▸ **EXERCISE INSTRUCTIONS**:
Please repeat every entry that follows, keeping each one exactly the same.

▸ **INPUT DATA**:
Issue #971, opened 2019-07-30
Users should only be allowed to create one Azure cloud hosting at a time


jsondoo:
Briefly mentioned in the note of #970 

ASP means App Service Plan (https://docs.microsoft.com/en-us/azure/app-service/overview-hosting-plans)

Currently, WebTS creates an ASP (kind: functionapp) when it deploys an Azure Function App. It looks something like this:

▸ **RESPONSE TO THIS TASK**:
Issue #971, opened 2019-07-30
Users should only be allowed to create one Azure cloud hosting at a time


jsondoo:
Briefly mentioned in the note of #970 

ASP means App Service Plan (https://docs.microsoft.com/en-us/azure/app-service/overview-hosting-plans)

Currently, WebTS creates an ASP (kind: functionapp) when it deploys an Azure Function App. It looks something like this:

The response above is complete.